In the realm of computer science, a logical data model is the accurate representation of a company’s data. These data need to be logically represented because later on they will be the basis for data modeling. Data modeling in turn will be the basis for database implementation as the computer needs to understand business entities and activities from a digital perspective.
At the logical data model, a data modeler needs to describe all data in the most detailed way possible. This should be regardless of how the physical database will be implemented. The logical data model includes identification of all entities are relationships among them. It also lists all the attributes for each entity which is being specified.
In fact, the steps for designing a logical data model are:
1. Identifying all the entities based on business activities
2. Specifying the primary keys for all identified entities
3. Finding and defining all relationships between different entities
4. Finding attributes for each entity
5. Resolving many to many relationships
A data attribute is an instance or occurrence of any attribute type. A data attribute value is a characteristic of or any fact describing the occurrence of an entity. For instance, an entity’s color maybe "red" or "blue" and other color that correctly describes the entity.

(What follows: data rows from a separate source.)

PR #2103, opened 2019-04-19
Added a fix for issue 2102.

### LINKED ISSUE #2102: Selective Search crashes on images with a width:height or height:width ratio greater than about 2.43
- OpenCV => 4.1
- Operating System / Platform => Linux Mint 18.1 Serena
- Installed opencv-contrib-python 4.1.0 module from pip

##### Detailed description

As described in the title, when using opencv in python 3, the Selective Search Segmentation module raises an exception on an image with a width-to-height or height-to-width ratio greater than about 2.43. The exact ratio where the problem starts differs depending on the size of the input image, but is close to 2.4 or 2.5 in every case I've tried.

##### Steps to reproduce

```.py
import cv2
import selectivesearch as ss
import skimage.data
import numpy as np

# image is 300 x 451 x 3
img = skimage.data.chelsea()
cvss = cv2.ximgproc.segmentation.createSelectiveSearchSegmentation()

# this works
cvss.setBaseImage(img)
cvss.switchToSingleStrategy()
single_cvss_results = cvss.process()

# this works too
img = cv2.resize(img, (300, 731))
cvss.setBaseImage(img)
cvss.switchToSingleStrategy()
single_cvss_results = cvss.process()

# this raises an exception when cvss.process() is called!
img = cv2.resize(img, (300, 732))
cvss.setBaseImage(img)
cvss.switchToSingleStrategy()
single_cvss_results = cvss.process()

# any greater h:w ratio will cause the same exception... 
img = cv2.resize(img, (300, 1000))
cvss.setBaseImage(img)
cvss.switchToSingleStrategy()
single_cvss_results = cvss.process()

# this works...
img = cv2.resize(img, (30, 79))
cvss.setBaseImage(img)
cvss.switchToSingleStrategy()
single_cvss_results = cvss.process()

# this raises the same exception when cvss.process() is called!
img = cv2.resize(img, (30, 80))
cvss.setBaseImage(img)
cvss.switchToSingleStrategy()
single_cvss_results = cvss.process()
```

The exception raised is:
```
cv2.error: OpenCV(4.1.0) /io/opencv/modules/core/src/matrix.cpp:466: error: (-215:Assertion failed) 0 <= roi.x && 0 <= roi.width && roi.x + roi.width <= m.cols && 0 <= roi.y && 0 <= roi.height && roi.y + roi.height <= m.rows in function 'Mat'
```

An identical exception is raised if the height and width values in the above code are swapped.  The same exception is also raised regardless of whether the single, fast, or quality SS strategy is selected.

I've also been able to replicate this on another system running Ubuntu 16.04, using opencv 3.4.2, and with different input images.

I've cross-posted this on the issues page for the opencv_contrib repo, since I wasn't sure where it belonged.

AHolliday:
resolves #2102

### This pullrequest changes

During one of the stages of selective search, the image is rotated 45 degrees and gradients are computed along the X and Y directions in the rotated image.  The gradient image is then rotated back to the original orientation and cropped to remove surrounding empty space, leaving it with the same shape as the original image.  However, the implementation of the crop will specify an ROI with negative x or y values if the image's native aspect ratio is too high or too low (basically, if the image is far from square).

This is because the bounding box of the rotated image is strictly bigger than the original image if the original is sufficiently close to square; but if the original is too "skinny", the bounding box of its rotation will be less tall or wide than the original.

The fix is to threshold the x and y computed for the ROI at 0.

Note: while fixing this bug, I also discovered that parts of "narrow" gradient images were being clipped at their edges due to improper cropping, again due to the apparent assumption that the bounding box of the rotated image was always strictly bigger in both axes than the original image.  This PR includes a fix for that as well.


alalek:
@AHolliday Thank you for investigating of this problem!

@the-glu Could you take a look on this patch?

AHolliday:
Anyone had a chance to take a look at this?

alalek:
@AHolliday Looks like there is no objections about the fix (also there are no automatic tests for this functionality too), so lets apply proposed fix :+1:

As a "bugfix" this patch should [go](https://github.com/opencv/opencv/wiki/How_to_contribute#faq) into [3.4 branch](https://github.com/opencv/opencv/wiki/Branches) first. We will merge changes from 3.4 into master regularly (weekly/bi-weekly).

So, please:

alalek:
Something goes wrong here with git, so GitHub closes PR (and it can't be reopened for now at least from our/maintainers side).

Please revert changes back, something like:
```
git checkout -B fix_2102 54bac53
git push origin fix_2102 -f
```
(some extra commands to recover source tree: `git stash`, `git rebase --abort`)

Then try re-open this PR.

---

If anything fails, then open new PR (from 3.4 branch) with cross-link on this PR.
Backup of your patch is [here](https://github.com/alalek/opencv_contrib/commits/pr2103).

AHolliday:
Alright, I made a new PR: https://github.com/opencv/opencv_contrib/pull/2132

AHolliday:
Although it seems now that the patch is failing to pass the cmake tests.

Each type entity will have one more data attributes. In logical data modeling, data attributes should always be cohesive from the perspective of the domain. This is often called a judgment call for the data modeler or data architect. Getting to the deepest level of detail can make a real significant impact on the development and maintenance efforts during the future of the implementation.

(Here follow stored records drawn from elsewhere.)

PR #2113, opened 2019-05-06
Simplified Quality API

### LINKED ISSUE #2111: cv.quality.QualitySSIM_compute(mat2,mat1) return only one chanel for rgb image in python language

- OpenCV => 4.1
- Operating System / Platform => macos 10.12.6
- Compiler => pip install opencv-contrib-python

##### Detailed description

my code is like this 
```
import cv2 as cv

im1 = "/Users/admin/09.temp_src/476d375d4bd3980.jpg";
im2 = "/Users/admin/work/l75d4bda68432523980.jpg";

mat1 = cv.imread(im1)
mat2 = cv.imread(im2)

print("shape of image1: (%s,%s,%s)" % mat1.shape)
print("shape of image2: (%s,%s,%s)" % mat2.shape)

ssim_scalar ,map= cv.quality.QualitySSIM_compute(mat2,mat1)
print("ssim of per channel:")
print(ssim_scalar)

```
the images are rgb image with 3 channels
but after run the code , it show only one chanel like this 
```
shape of image1: (1554,2560,3)
shape of image2: (1554,2560,3)
ssim of per channel:
(0.9802379911743933, 0.0, 0.0, 0.0)

Process finished with exit code 0
```

i am sorry for boring you !

clunietp:
### This pullrequest changes
Simplifies the quality API and brings it in line with the majority of OpenCV.  This change allows more intuitive usage, especially for Python users

resolves #2111


modules/quality/test/test_brisque.cpp
```diff
@@ -21,13 +21,33 @@ const cv::Scalar
...
+    }
+    catch (const SkipTestException&)
+    {
+        throw;//rethrow
+    }
+    catch (...)
+    {
+        if (required)
+            throw;
+        throw SkipTestException("File not found: " + relative_path);
```
alalek: > cvtest::findDataFile sometimes throws even if setting required=false

It throws on CI (via `OPENCV_TEST_REQUIRE_DATA=1`).
To ensure that all test data files are property committed / deployed (CI should be properly - there were some incidents of using of missing files in tests).

clunietp: That makes sense.  I'll need to add the BRISQUE model data to `opencv_extra` to get the tests to pass, is that OK with you?  Otherwise I'm good skipping the BRISQUE tests if the files aren't there, like we were doing before, and this is my hack to make it happen.  Which do you prefer?

clunietp: Alternatively, if there's a way to reference the OpenCV build directory/samples when the tests are run, we can keep additional data out of `opencv_extra`.  I'll poke around a bit to see if this can happen, but if you have any pointers for me that would be great.  Thanks

alalek: What is size of this model/models?
We prefer don't commit large blobs into opencv_extra (>10Mb). If these models may be useful for samples, then `opencv_extra` is not a right place too (we prefer to store test data only in opencv_extra).

Additional test data directory can be referenced separately like [DNN tests does](https://github.com/opencv/opencv/blob/3.4.6/modules/dnn/test/test_main.cpp#L11) (files are deployed on CI by maintainers, but we need a link).

For large files (<100Mb) or which should be versioned/updated, we have [opencv_3rdparty](https://github.com/opencv/opencv_3rdparty) repository (we using separate branch for "case" branched from "root" branch). I will provide extra instruction if this is that case.

clunietp: @alalek I have two files, total of 566KB.  

The models are useful not only for the samples, but also for anyone that would want to use the algorithm in production.  This is the more likely scenario vs a user training their own model.  So it seems that `opencv_extra` is probably not the correct place.

`opencv_3rdparty` seems to be the right place if the models must be deployed outside of the `opencv_contrib` build infrastructure

Previously, I had added:

    ocv_add_testdata(samples/ contrib/quality FILES_MATCHING PATTERN "*.yml" )

to my CMakeLists.txt.  This allowed me to search for the model in `{$OPENCV_DIR}/testdata/contrib/quality/` but that only seemed to work on Linux and not Windows, IIRC.  (ie, the `/testdata/` directory isn't being created on Windows during a build/install, unless I'm doing it wrong)

Can you please provide instructions for contributing to the `opencv_3rdparty` repo, if this is still the best path forward?  Thank you

alalek: Currently check is forced on Linux builders only.
Windows builders just print "skip" message:
```
[ RUN      ] CV_Quality_BRISQUE.static_
[     SKIP ] OpenCV tests: Can't find data file: brisque_range_live.yml
[       OK ] CV_Quality_BRISQUE.static_ (4 ms)
```

OK, files are already committed (opencv_contrib is fine too).

> `ocv_add_testdata(samples/ contrib/quality FILES_MATCHING PATTERN "*.yml" )`

Good!

> brisque_range_live.yml

Should be used as: `contrib/quality/brisque_range_live.yml`

alalek: or add [searching subdirectory](https://github.com/opencv/opencv_contrib/blob/3.4.6/modules/text/test/test_main.cpp#L8).

clunietp: Thanks @alalek, this seems to be working well for both Win and Linux, at least on my machine.  Hopefully the buildbot agrees when it comes back online

modules/quality/CMakeLists.txt
```diff
@@ -1,5 +1,6 @@
 set(the_description "Image Quality Analysis API")
 ocv_define_module(quality opencv_core opencv_imgproc opencv_ml WRAP python)
-ocv_add_testdata(samples/ contrib/quality
-    FILES_MATCHING PATTERN "*.yml"
-)
\ No newline at end of file
+
+# add brisque model, range files to installation.  the tests and quality module use these files unless otherwise directed
+file(GLOB QUALITY_MODEL_DATA samples/*.yml)
+install(FILES ${QUALITY_MODEL_DATA} DESTINATION ${OPENCV_OTHER_INSTALL_PATH}/quality COMPONENT libs)
```
alalek: Please keep using of `ocv_add_testdata()` macro.
Tests should run from the build directory too (without any installation path).

modules/quality/src/qualitybrisque.cpp
```diff
@@ -53,6 +54,16 @@ namespace
     // brisque intermediate matrix element type.  float if BRISQUE_CALC_MAT_TYPE == CV_32F, double if BRISQUE_CALC_MAT_TYPE == CV_64F
     using brisque_calc_element_type = float;
 
+    // returns path to a file located in the opencv install/data path
+    cv::String get_install_data_path(const cv::String& file_name)
+    {
+#if !defined( OPENCV_INSTALL_PREFIX ) || !defined( OPENCV_DATA_INSTALL_PATH )
+        return cv::String();
+#else
+        return cv::String(OPENCV_INSTALL_PREFIX) + "/" + OPENCV_DATA_INSTALL_PATH + "/quality/" + file_name;
```
alalek: It is broken due missing files in "guessed" location.

Installation prefix makes no sense on Windows (final location on users system is not fixed).

Lets avoid handling of "empty" model case (tests / samples should pass valid path).

clunietp:
Thank you @alalek !  👍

Data attributes will always exist for an entity regardless of whatever is being represented by the entity in the real business situation. For instance in the business scenario, a logical data model may have an entity of Customer. The data attributes to the Customer entity may include but not limited to first name, middle name, last name, address, age, gender, profession, and many more.
Data processing is about data attribute values. These data attribute values represent the most tangible or least abstract areas of data processing and they are the core of any information management systems.
In relational database management systems, data attributes should be managed well so that redundancy of these data will not affect the whole database system in a negative way. Determining the proper uses of data attributes is very important in database normalization. Data normalization is the process wherein the data attributes within the data model are organized in a cohesive way with the entity types so as to increase the performance of the database by reducing processing time by eliminating redundant data.
As a general rules, there are 3 of data normalization.
The first normal form (1NF) states that any entity type is in the first normal form when it contains no repeating or redundant groups of data.
The second normal form (2NF) states that an entity is in the type of the second normal form when it is in the 1NF and when all of the non key attributes are fully dependent on the primary key.
The third normal form (3NF) states that any entity is in the third normal form when it is in the 2NF and when all of its attributes are directly dependent on the primary key.
As can be seen here, knowing the correct data attribute of an entity and how arrange them in tables and defining the correct relationships can give a database performance a great improvement.